Leblanc was last seen on deck around suppertime last night.

About a half-dozen NATO and Polish ships and two helicopters have been assigned to the search.
© The Canadian Press 2005

From Here[url]


----------



## ackland (9 Feb 2005)

Good luck to him and his family. God be with the Search and Rescue for a speedy and favourable recovery.


----------



## big bad john (9 Feb 2005)

"Oh hear us when we cry to Thee,
For those in peril on the sea! Amen"

from the Naval Hymn


----------



## x-grunt (9 Feb 2005)

Search underway for missing Canadian sailor

http://sympaticomsn.ctv.ca/servlet/ArticleNews/story/CTVNews/1107948272559_87?hub=topstories

CTV.ca News Staff 
   
Updated: Wed. Feb. 9 2005 9:26 AM ET 

A search continues in the Baltic Sea Wednesday for a missing Canadian sailor believed to have fallen overboard. 

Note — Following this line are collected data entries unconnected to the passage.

PR #1438, opened 2024-09-27
fix: no custom events when idle

pauldambra:
We sometimes see custom events extending idle sessions undesirably see https://posthoghelp.zendesk.com/agent/tickets/16379 (moved to PostHog: https://us.posthog.com/project/2/support/tickets/29949) for an example

Since we only started allowing custom events during idle periods as a debug aid, let's just stop allowing them

We still allow session idle custom events, only to make sure they make it through. but no others


src/extensions/replay/sessionrecording.ts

Canadian frigate HMCS Montreal was sailing with a NATO reaction force about 50 kilometres off the coast of Poland when crew reported that leading seaman Robert Leblanc was missing, said navy spokeswoman Lt.-Cmdr. Denise LaViolette.

"The only thing that we're certain of is the last time anybody saw leading seaman Leblanc was approximately 6:30 p.m. last night, Halifax time," LaViolette told CTV Newsnet. 

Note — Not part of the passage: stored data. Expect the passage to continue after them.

PR #1443, opened 2024-09-29
feat(web experiments): Emit web_experiment_applied event and do not render experiments for bots

Phanatic:
## Changes

1. Replace references to `className` with `css` which assigns the value of this field to the `style` attribute of an HTML element. 
2. Introduce the ability to `preview` an Experiment variant in the browser without deploying the experiment. 
3. Do not render web experiments if the viewer is a bot. 
4. Emit the $web_experiment_applied event so we know if the visual changes actually got applied to a page.

## Checklist

### DIFF
--- a/src/web-experiments.ts
+++ b/src/web-experiments.ts
@@ -83,8 +83,8 @@ export class WebExperiments {
         if (location?.search) {
             const experimentID = getQueryParam(location?.search, '__experiment_id')
             const variant = getQueryParam(location?.search, '__experiment_variant')
-            WebExperiments.logInfo(`previewing web experiments ${experimentID} && ${variant}`)
             if (experimentID && variant) {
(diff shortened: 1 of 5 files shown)


src/web-experiments.ts
```diff
@@ -248,14 +315,36 @@ export class WebExperiments {
...
         })
     }
+
+    _is_bot(): boolean | undefined {
+        if (navigator && this.instance) {
+            return isLikelyBot(navigator, this.instance.config.custom_blocked_useragents)
+        } else {
+            return undefined
+        }
+    }
```
dmarticus, line 349: useful!

dmarticus (approved):
seems reasonable, easy to follow, nice tests – all good from me!

jurajmajerik:
Sorry for not reviewing earlier, this is looking good!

Officials believe Leblanc may have fallen off the ship into the frigid waters. LaViolette said the temperature of the water is approximately two or three degrees Celsius.. 

When Leblanc didn't report back to his job last night, LaViolette said the crew performed a muster (or a head count) before they conducted a search of the entire ship. 

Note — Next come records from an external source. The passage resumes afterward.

PR #1445, opened 2024-09-30
feat: default replay partial compression on

pauldambra:
Partial compression of large rrweb events will make them more reliably ingestable

We've had this on for days now, and some users have tested it

Let's default it on

---

Clicked around in PH app and saved ~1MB in 2 minutes of recording

### DIFF
--- a/src/extensions/replay/sessionrecording.ts
+++ b/src/extensions/replay/sessionrecording.ts
@@ -39,7 +39,9 @@ const BASE_ENDPOINT = '/s/'
 const FIVE_MINUTES = 1000 * 60 * 5
 const TWO_SECONDS = 2000
 export const RECORDING_IDLE_THRESHOLD_MS = FIVE_MINUTES
-export const RECORDING_MAX_EVENT_SIZE = 1024 * 1024 * 0.9 // ~1mb (with some wiggle room)
+const ONE_KB = 1024
+const PARTIAL_COMPRESSION_THRESHOLD = ONE_KB
+export const RECORDING_MAX_EVENT_SIZE = ONE_KB * ONE_KB * 0.9 // ~1mb (with some wiggle room)
 export const RECORDING_BUFFER_TIMEOUT = 2000 // 2 seconds
 export const SESSION_RECORDING_BATCH_KEY = 'recordings'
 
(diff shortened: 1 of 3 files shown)


src/extensions/replay/sessionrecording.ts
```diff
@@ -144,6 +146,11 @@ function gzipToString(data: unknown): string {
 // but we want to be able to inspect metadata during ingestion, and don't want to compress the entire event
 // so we have a custom packer that only compresses part of some events
 function compressEvent(event: eventWithTime, ph: PostHog): eventWithTime | compressedEventWithTime {
+    const originalSize = estimateSize(event)
+    if (originalSize < PARTIAL_COMPRESSION_THRESHOLD) {
+        return event
+    }
```
pauldambra, line 152: we pretty frequently get small enough snapshots that they're bigger when compressed so we can leave them be

marandaneto (approved):

kitsirota:
Hi @pauldambra,

We were going from 1.165.0 to 1.178.0 with a production release today, but we ended up being blocked by the console stack traces relating to undefined length across any event or page change.  I can confirm that without any changes to the our codebase, this PR results in endless console errors.

We actually had to roll a release back this afternoon, but after debugging this further we finally narrowed down the issue to this PR.  The errors here show up on every pageview, event, navigation, etc.
posthog-error

The workaround to proceed was to adjust our posthog.init statement to add compress_events: false
`        posthog.init(POSTHOG_KEY, {
            api_host: POSTHOG_API_HOST,
            ui_host: POSTHOG_UI_HOST,
            debug: POSTHOG_DEBUG,
            disable_surveys: POSTHOG_DISABLE_SURVEYS,
            secure_cookie: POSTHOG_SECURE_COOKIE,
            capture_pageview: POSTHOG_RECORD_PAGEVIEWS,
            capture_pageleave: POSTHOG_CAPTURE_PAGELEAVE,
            session_recording: {
                compress_events: false,
            },
        })`

Have you received any other reports of this issue?  Ive been going through different package versions for a while and the exceptions are showing up with this PR and all releases from 1.166.0

pauldambra:
hey @kitsirota 

We've not had any reports of that and it's been the default for a month now.

Are you able to open a ticket from in-app support? We'd need to take a look at the site and see what was happening.

There was a similar looking bug but that was fixed in 1.166.2 so shouldn't be possible in 1.178.0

They still could not find Leblanc, "so they put into motion the man-overboard processes, and (enacted) a search-and-rescue mission," said LaViolette.

"The conditions remain favourable for a search. The winds are in a very calm sea state, so we're still looking for leading seaman Leblanc." 

She added that four ships from the NATO reaction force and other Polish vessels, as well as three helicopters, are taking part in the search. The Maritime Rescue Coordination Centre in Gdynia, Poland is overseeing the efforts. 

If Leblanc was wearing a winter jacket, which could act as a flotation device, there is a chance he would still be alive.

The Canadian frigate had been at sea for three days before Leblanc went missing after a brief stopover in Copenhagen.


----------



## Scoobie Newbie (9 Feb 2005)




----------



## Scoobie Newbie (9 Feb 2005)

I hope he's found safe and sound but with water that cold it doesn't sound promising.


----------



## x-grunt (9 Feb 2005)

Miracles of survival at sea do happen occasionally, let's hope this time is one of them.


----------



## Sundborg (9 Feb 2005)

Hopefully he's returned safe.


----------



## JasonH (9 Feb 2005)

The water is like 1c from what I've been told, he won't last long.  But then again at such cold it could help.  But if he isn't found in a day or so don't hold out on any good news.
Hope to god though I'm wrong


----------



## hugh19 (9 Feb 2005)

At that water temp if he did not have a heart attack and die instantly from the shock, he would have about 5 to 10 minutes in regular clothes and if he was wearing his weather jacket he would have maybe and I really mean maybe 2 hours tops. So he has most likely been dead for hours now.


----------



## jmackenzie_15 (9 Feb 2005)

sledge said:
			
		

> At that water temp if he did not have a heart attack and die instantly from the shock, he would have about 5 to 10 minutes in regular clothes and if he was wearing his weather jacket he would have maybe and I really mean maybe 2 hours tops. So he has most likely been dead for hours now.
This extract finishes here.